# Meeräschen Fänge (sichtungen)



## kasimir (31. Mai 2008)

Hi 

Wollt ma hören ob schon wer nen paar äschen gesichtet hat geht ja langsam los bei den temperaturen |supergri 
Bin schon ganz heiss auf die viecher


----------



## Rosi (1. Juni 2008)

*AW: Meeräschen Fänge (sichtungen)*

Die Meeräschen sind da. Man sieht sie blos schlecht, weil es immer so windig und wellig ist. Weiß jemand ob es im Salzhaff auch Meeräschen gibt? Das Wasser wird dort ganz schnell warm, denn es ist flach.
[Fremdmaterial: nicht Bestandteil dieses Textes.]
PR #831, opened 2019-07-16
Add iOS Backgrounded Event.

carlos-kelly:
**What does this PR do?**
Adds the iOS Backgrounded event to the tracking for lifecycle events when enabled

Link against the library and send the app to background. You should see the backgrounded event.

Link against the library and send the app to background. You should see the backgrounded event.

This is part of the work from Formidable 

LIB-1143

**Questions:**
- Does the docs need an update? No (The docs already mention the event)
- Do we need to update engineering / success? No

### DIFF
--- a/Analytics/Classes/SEGAnalytics.m
+++ b/Analytics/Classes/SEGAnalytics.m
@@ -179,7 +179,7 @@ NSString *const SEGBuildKeyV2 = @"SEGBuildKeyV2";
   if (!self.configuration.trackApplicationLifecycleEvents) {
     return;
   }
-  [self track: @"Application Backgrounded" properties: @{}];
+  [self track: @"Application Backgrounded"];
 }
 
 
--- a/Analytics/Classes/SEGAnalytics.m
+++ b/Analytics/Classes/SEGAnalytics.m
@@ -169,12 +169,8 @@ NSString *const SEGBuildKeyV2 = @"SEGBuildKeyV2";
     if (!self.configuration.trackApplicationLifecycleEvents) {
         return;
     }
-    NSString *currentVersion = [[NSBundle mainBundle] infoDictionary][@"CFBundleShortVersionString"];
-    NSString *currentBuild = [[NSBundle mainBundle] infoDictionary][@"CFBundleVersion"];
     [self track:@"Application Opened" properties:@{
         @"from_background" : @YES,
-        @"version" : currentVersion ?: @"",
-        @"build" : currentBuild ?: @"",
     }];
 }
 
@@ -183,13 +179,7 @@ NSString *const SEGBuildKeyV2 = @"SEGBuildKeyV2";
   if (!self.configuration.trackApplicationLifecycleEvents) {
     return;
   }
-  NSString *currentVersion = [[NSBundle mainBundle] infoDictionary][@"CFBundleShortVersionString"];
-  NSString *currentBuild = [[NSBundle mainBundle] infoDictionary][@"CFBundleVersion"];
-  [self track: @"Application Backgrounded" properties: @{
-    @"from_background" : @NO,
-    @"version" : currentVersion ?: @"",
-    @"build" : currentBuild ?: @"",
-  }];
+  [self track: @"Application Backgrounded" properties: @{}];
 }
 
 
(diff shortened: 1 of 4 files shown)


Analytics/Classes/SEGAnalytics.m
```diff
@@ -111,6 +111,8 @@ - (void)handleAppStateNotification:(NSNotification *)note
         [self _applicationDidFinishLaunchingWithOptions:note.userInfo];
     } else if ([note.name isEqualToString:UIApplicationWillEnterForegroundNotification]) {
         [self _applicationWillEnterForeground];
+    } else if ([note.name isEqualToString: UIApplicationDidEnterBackgroundNotification]) {
```
f2prateek: I believe this would be fired even if the application is being suspended, which is not the behavior that is desired in the PRD.

However, I don't believe it's possible to accurately capture the behavior documented in the PRD, and this code as implemented is the right solution, and we should update the PRD instead.

In case the PRD is not updated, then we might have to update the code here.

Analytics/Classes/SEGAnalytics.m
```diff
@@ -176,6 +178,20 @@ - (void)_applicationWillEnterForeground
...
 }
 
+- (void)_applicationDidEnterBackground
+{
+  if (!self.configuration.trackApplicationLifecycleEvents) {
+    return;
+  }
+  NSString *currentVersion = [[NSBundle mainBundle] infoDictionary][@"CFBundleShortVersionString"];
+  NSString *currentBuild = [[NSBundle mainBundle] infoDictionary][@"CFBundleVersion"];
+  [self track: @"Application Backgrounded" properties: @{
```
f2prateek: I don't believe any properties should be collected here, as per https://segment.com/docs/spec/mobile/#application-backgrounded.

Analytics/Classes/SEGAnalytics.m
f2prateek: Agreed to update the PRD - so this part is 👍

f2prateek:
cc @fathyb @bsneed

Analytics/Classes/SEGAnalytics.m
```diff
@@ -183,12 +179,8 @@ - (void)_applicationDidEnterBackground
   if (!self.configuration.trackApplicationLifecycleEvents) {
     return;
   }
-  NSString *currentVersion = [[NSBundle mainBundle] infoDictionary][@"CFBundleShortVersionString"];
-  NSString *currentBuild = [[NSBundle mainBundle] infoDictionary][@"CFBundleVersion"];
   [self track: @"Application Backgrounded" properties: @{
-    @"from_background" : @NO,
-    @"version" : currentVersion ?: @"",
-    @"build" : currentBuild ?: @"",
+    @"from_background" : @NO
```
f2prateek: This should be removed as well.

Analytics/Classes/SEGAnalytics.m
```diff
@@ -169,12 +169,8 @@ - (void)_applicationWillEnterForeground
     if (!self.configuration.trackApplicationLifecycleEvents) {
         return;
     }
-    NSString *currentVersion = [[NSBundle mainBundle] infoDictionary][@"CFBundleShortVersionString"];
-    NSString *currentBuild = [[NSBundle mainBundle] infoDictionary][@"CFBundleVersion"];
     [self track:@"Application Opened" properties:@{
-        @"from_background" : @YES,
-        @"version" : currentVersion ?: @"",
-        @"build" : currentBuild ?: @"",
+        @"from_background" : @YES
```
f2prateek: This should still collect the properties outlined in https://segment.com/docs/spec/mobile/#application-opened

Analytics/Classes/SEGAnalytics.m
```diff
@@ -167,15 +169,19 @@ - (void)_applicationWillEnterForeground
...
-        @"build" : currentBuild ?: @"",
     }];
 }
 
+- (void)_applicationDidEnterBackground
+{
+  if (!self.configuration.trackApplicationLifecycleEvents) {
+    return;
+  }
+  [self track: @"Application Backgrounded" properties: @{}];
```
f2prateek: `[self track: @"Application Backgrounded"];` should also suffice here.

Analytics/Classes/SEGAnalytics.m
bsneed: Fwiw, you're going to get applicationDidEnterBackground when the device is powered off and the app is still active, as well as if they force-quit from the task switcher.  If we're cool with that, then approved.

PR #833, opened 2019-07-19
adding “name” field to payload;updated nimble to version 7.3.4

danieljackins:
**What does this PR do?**
Add's collection of "name" field to the iOS library, and updates Nimble to version 7.3.4
N/A
N/A
Done to match collection of data in Android library. Android was collecting both the model and name of the device, whereas iOS was only collecting the model. Libraries will now have parity and match the Segment Spec.
https://segment.atlassian.net/browse/LIB-837
N/A
**Questions:**
No, this is how functionality was outlined in the Spec to begin with.
N/A
Unsure

### DIFF
--- a/Analytics.xcodeproj/project.pbxproj
+++ b/Analytics.xcodeproj/project.pbxproj
@@ -541,7 +541,7 @@
 			files = (
 			);
 			inputPaths = (
-				"${SRCROOT}/Pods/Target Support Files/Pods-AnalyticsTests/Pods-AnalyticsTests-frameworks.sh",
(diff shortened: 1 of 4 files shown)


f2prateek:
I'd generally like to see unrelated changes split into different PRs. So in this case, I'd do one for the Nimble update and one for the `name` change.

For the `name` change - is there a test we could add as well?

bsneed:
> I'd generally like to see unrelated changes split into different PRs. So in this case, I'd do one for the Nimble update and one for the `name` change.


In general, I'd agree, however in this case I feel like it adds unnecessary work since that change was required just to get tests to compile.

Re the test, if we can add it quickly, we should.  If not, which is what I suspect given our tests can't be run in isolation, maybe skip it for now since this is overall a one-line change.

PR #839, opened 2019-07-26
Add support for SSL Pinning

ujjawalgarg:
**What does this PR do?**
This PR provides scaffolding for client integrations to implement SSL pinning checks if required

Client integrations can optionally pass in a NSURLSessionDelegate in the SEGAnalyticsConfiguration object.

If set, NSURLSessionDelegate callbacks are forwarded to the client code where SSL pinning checks can be implemented

AnalyticsTests has been modified to test httpSessionDelegate configuration

Currently, Segment SDK does not provide SSL pinning support. We want to enable this.

**Questions:**
yes

no

yes


bsneed:
Verified in a test project. This will be released a little later as we're queuing up a number of changes.

Issue #841, opened 2019-08-19
CoreTelephony is not part of tvOS -- getting link errors


skydivedan:
CoreTelephony is not part of tvOS. 

Could you modify the podspec so that it doesn't include `CoreTelephony` for tvOS targets? Right now I'm getting linker errors.

Zanchee:
Any update on when this will be released, we would like to update to 3.7 but can't. until this fix is released.

bsneed:
It was released in 3.8.0-beta.1.  👍

PR #842, opened 2019-08-19
`CoreTelephony` library is now only included on iOS targets. 

skydivedan:
**What does this PR do?**
This makes sure that `CoreTelephony` is only included for iOS targets.

Build a tvOS target with Cocoapods. Include `pod 'Analytics'` as a dependency. Building for actual tvOS hardware (not simulator) will fail. Using this changed podspec will remove the dependency for `CoreTelephony` in tvOS, and will fix the linker error.

https://github.com/segmentio/analytics-ios/issues/841

**Questions:**
  No
  No
  No

### DIFF
--- a/Analytics.podspec
+++ b/Analytics.podspec
@@ -17,7 +17,8 @@ Pod::Spec.new do |s|
   s.ios.deployment_target = '7.0'
   s.tvos.deployment_target = '9.0'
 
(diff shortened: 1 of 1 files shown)


bsneed:
Verified in a test project.  This will be released a little later as we're queuing up a number of changes.

Zanchee:
Any news on when 3.8 will be released from beta? We are unable to currently update  Segment due to this issue.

Grünzeug wächst schon reichlich.


----------



## xfishbonex (16. Juni 2008)

*AW: Meeräschen Fänge (sichtungen)*

sie sind da mann sieht sie klar und #hdeudlich lg andre


----------



## Dorschdiggler (17. Juni 2008)

*AW: Meeräschen Fänge (sichtungen)*



Rosi schrieb:


> Weiß jemand ob es im Salzhaff auch Meeräschen gibt?



eindeutiges *JA*


----------



## gallus (20. Juni 2008)

*AW: Meeräschen Fänge (sichtungen)*

Jo,WohlenbergerWiek am letzten WE.
Leider hab ich momentan keine Zeit nen Pflanzlichen 
Haken zu werfen,.
ALLEN ANDEREN MIT ZEIT UND DER NÖTIGEN AUSDAUER;
PETRI HEIL UND STRAMMES SEIL!!


----------



## Rosi (20. Juni 2008)

*AW: Meeräschen Fänge (sichtungen)*

Vor dem Boiensdorfer Werder sind auch welche gewesen. Ich muß noch etwas aufrüsten bevor das losgehen kann.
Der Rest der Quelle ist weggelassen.